A region refers to a geographic location of Google's infrastructure facility. Users can choose to deploy their resources in one of the available regions based on their requirement. As of June 1, 2014, Google Compute Engine is available in central US region, Western Europe and Asia East region.
A zone is an isolated location within a region. Zones have high-bandwidth, low-latency network connections to other zones in the same region. In order to deploy fault-tolerant applications that have high availability, Google recommends deploying applications across multiple zones in a region. This helps protect against unexpected failures of components, up to and including a single zone. As of August 5, 2014, there are eight zones - three each in central US region and Asia East region and two zones in Western Europe region.

Scope of resources

All resources within GCE belong to the global, regional, or zonal plane. Global resources are accessible from all the regions and zones. For example, images are a global resource so users can launch a VM in any region based on a global image. But an address is a regional resource that is available only to the instances launched in one of the zones within the same region. Instances are launched in a specific zone that requires the zone specification as a part of all requests made to that instance.
The table below summarises the scope of GCE resources:
Scope Resource
Global Image
Global Snapshot
Global Network
Global Firewall
Global Route
Region Address
Zone Instance
Zone Machine Type
Zone Disk

Features

Billing and pricing model

Google charges the VMs for a minimum of 10 minutes. At the end of 10th minute, instances are charged in 1-minute increments, rounded up to the nearest minute.[4] Sustained usage based pricing will credit the discounts to the customers based on the monthly utilisation.[5][6] Users need not pay a commitment fee upfront to get discounts on the regular, on-demand pricing.

VM performance

Compute Engine VMs boot within 30 seconds[7] which is considered to be 4-10x faster than the competition.

Disk performance

The persistent disks of Compute Engine deliver higher IOPS consistently.[8] With the cost of provisioned IOPS included within the cost of storage, users need not pay separately for the IOPS.[9]
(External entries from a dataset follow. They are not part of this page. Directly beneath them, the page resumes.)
PR #2862, opened 2026-08-27
Use internal_values_as_vector in emcee

shravanngoswamii:
Removes the last `vi[:]` call in Turing, which unblocks deprecating it in DynamicPPL. See TuringLang/DynamicPPL.jl#1454 and the review discussion on TuringLang/DynamicPPL.jl#1451.


shravanngoswamii:
Not needed anymore, vi[:] is staying. See TuringLang/DynamicPPL.jl#1454.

Global scope for images and snapshots

Images and disk snapshots belong to the global scope which means they are implicitly available across all the regions and zones of Google Cloud Platform.[10] This avoids the need for exporting and importing images and snapshots between regions.

Transparent maintenance

During the scheduled maintenance of Google data center, Compute Engine can automatically migrate the VMs from one host to the other without involving any action from the users. This delivers better uptime to applications.[11][12]